# Aufklappbares Infofenster?



## nordi (1. Dezember 2009)

Hallo Leute,

ich habe eine Idee aber weiß nicht wirklich, wie ich die verwirklichen soll. Ich habe eine Liste, die durch eine Mysqldatenbank generiert wird. In der Datenbank sind verschiedene Informationen abgespeichert (circa 10). Die wär zu viel, um dies in der Liste wiederzugeben. Deswegen wird in der Liste nur Name und Titel der Dokumente angezeigt. Ich würde gern nun, wenn man auf den Namen/Titel klickt, dass ein kleines Feld aufklappt, wo die restlichen Informationen angezeigt werden mit dem Downloadlink des Dokumentes. Ich weiß noch nicht mal, ob das hier das richtige Forum ist  Also quasi bei "onclick" -> Menü runterklappen.

Gibt es dafür vllt. Tutorials oder Beispielseiten?


----------



## Sven Mintel (2. Dezember 2009)

Moin nordi,

du schreibst, die Liste ist zu lang...wieviel Daten enthält sie denn so(in Bytes)?
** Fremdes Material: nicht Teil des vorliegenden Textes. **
PR #7929, opened 2023-03-15
Mobile: Add setting to enable/disable the markdown toolbar

personalizedrefrigerator:
# Summary
- [It has been requested](https://discourse.joplinapp.org/t/mobile-new-text-editor-hide-bar-option/29977/4) that the markdown toolbar be disableable in settings. This PR adds this option.

# Testing plan
- Disable the markdown toolbar
- Edit a note
- Rotate the device's screen while the note editor is open
- Enable the markdown toolbar
- Edit a note
- Rotate the device's screen while the note editor is open.

### DIFF
--- a/packages/app-mobile/components/NoteEditor/NoteEditor.tsx
+++ b/packages/app-mobile/components/NoteEditor/NoteEditor.tsx
@@ -30,6 +30,7 @@ interface Props {
 	initialSelection?: Selection;
 	style: ViewStyle;
 	contentStyle?: ViewStyle;
+	toolbarEnabled: boolean;
 
 	onChange: ChangeEventHandler;
 	onSelectionChange: SelectionChangeEventHandler;
@@ -364,10 +365,6 @@ function NoteEditor(props: Props, ref: any) {
 		console.error('NoteEditor: webview error');
 	}, []);
 
-	const useMarkdownToolbar: boolean = useMemo(() => {
-		return Setting.value('editor.mobile.toolbarEnabled');
-	}, []);
-
 	const toolbar = <MarkdownToolbar
 		style={{
 			// Don't show the markdown toolbar if there isn't enough space
@@ -418,7 +415,7 @@ function NoteEditor(props: Props, ref: any) {
 				searchState={searchState}
 			/>
 
-			{useMarkdownToolbar ? toolbar : null}
+			{props.toolbarEnabled ? toolbar : null}
 		</View>
 	);
 }
--- a/packages/app-mobile/components/NoteEditor/NoteEditor.tsx
+++ b/packages/app-mobile/components/NoteEditor/NoteEditor.tsx
@@ -364,6 +364,23 @@ function NoteEditor(props: Props, ref: any) {
 		console.error('NoteEditor: webview error');
 	}, []);
 
+	const useMarkdownToolbar: boolean = useMemo(() => {
+		return Setting.value('editor.mobile.toolbarEnabled');
+	}, []);
+
+	const toolbar = <MarkdownToolbar
+		style={{
+			// Don't show the markdown toolbar if there isn't enough space
+			// for it:
+			flexShrink: 1,
+		}}
+		editorSettings={editorSettings}
+		editorControl={editorControl}
+		selectionState={selectionState}
+		searchState={searchState}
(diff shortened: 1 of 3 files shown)


packages/lib/models/Setting.ts
```diff
@@ -1050,6 +1050,17 @@ class Setting extends BaseModel {
 				isGlobal: true,
 			},
 
+			'editor.mobile.toolbarEnabled': {
+				value: true,
+				type: SettingItemType.Bool,
+				section: 'note',
+				public: true,
+				appTypes: [AppType.Mobile],
+				label: () => _('Enable the markdown toolbar'),
```
laurent22: We usually write Markdown as titlecase

packages/app-mobile/components/NoteEditor/NoteEditor.tsx
```diff
@@ -364,6 +364,23 @@ function NoteEditor(props: Props, ref: any) {
 		console.error('NoteEditor: webview error');
 	}, []);
 
+	const useMarkdownToolbar: boolean = useMemo(() => {
+		return Setting.value('editor.mobile.toolbarEnabled');
+	}, []);
+
```
laurent22: NoteEditor is a connected component, so you can map state.settings['editor.mobile.toolbarEnabled'] to props.something and use it here. It's the preferred pattern because it means if the settings change, the component correctly updates (although in this particular case it's not important, but it's still better to stick to the pattern).

personalizedrefrigerator: We currently [do not call `connect` on the NoteEditor component](https://github.com/laurent22/joplin/pull/7929/files#diff-b3ee7992281d3a266864868cfd047791b7c8c7d47f425fdf1ce573291d673ff9R426). While it makes sense to do this, I think it is outside the scope of this PR.

**Edit**: I'm working on a second PR for this.

packages/lib/models/Setting.ts
personalizedrefrigerator: Fixed!

packages/app-mobile/components/NoteEditor/NoteEditor.tsx
laurent22: Oh that's right, I was looking at NoteEditor.tsx of the desktop app. How about passing it as prop from Note.tsx then? Since this one is connected. I prefer we don't connect too many components actually, except the top ones, since it means less global state, so it's good if NoteEditor for mobile is not connected

personalizedrefrigerator: NoteEditor already calls `Setting.value` several other times. To be consistent, we would have to pass in 4 additional props (and thus add 4 additional settings-to-props mappings to the `Note` component). It might be better to connect `NoteEditor.tsx` to avoid adding settings-to-props mappings in `Note.tsx`.

laurent22: There are lots of components that are not well implemented, but for new code we try to stick to new patterns. It means the day we need to refactor the component, there will be less code to refactor. So there's no need to deal with these 4 extra mappings for now.

And yes I want to avoid connecting more components as much as possible. I know not everyone agrees, but I feel this is global state and it makes it harder to see what happens and how. Not to mention reusability and testability is not great (although we don't test much for now).

personalizedrefrigerator: That makes sense! Changed!

packages/app-mobile/components/screens/Note.tsx
```diff
@@ -1231,6 +1232,7 @@ const NoteScreen = connect((state: any) => {
 		themeId: state.settings.theme,
 		editorFont: [state.settings['style.editor.fontFamily']],
 		editorFontSize: state.settings['style.editor.fontSize'],
+		markdownToolbarEnabled: state.settings['editor.mobile.toolbarEnabled'],
```
laurent22: Maybe just "toolbarEnabled" for the prop too? At this point there's only one editor and even if we have a rich text one some day we'll probably use the same setting

laurent22:
Thanks @personalizedrefrigerator!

Weshalb ich frage: vom Umfang der Daten ist es anhängig, ob man die Daten gleich lädt und erstmal verbirgt, oder ob man die Daten erst bei Bedarf nachlädt.


----------



## nordi (2. Dezember 2009)

Hey, also in der Datenbank sind Sachen abgespeichert wie "Name, Vorname, Titel, Seminarthema etc".. also nur Text - sollte nicht viel sein. Also das hier ist jetzt der PHP-Teil, wo der Link ausgegeben wird, auf den mal nachher mal klicken soll, wo dann das "Aufklappmenü" runterfahren soll.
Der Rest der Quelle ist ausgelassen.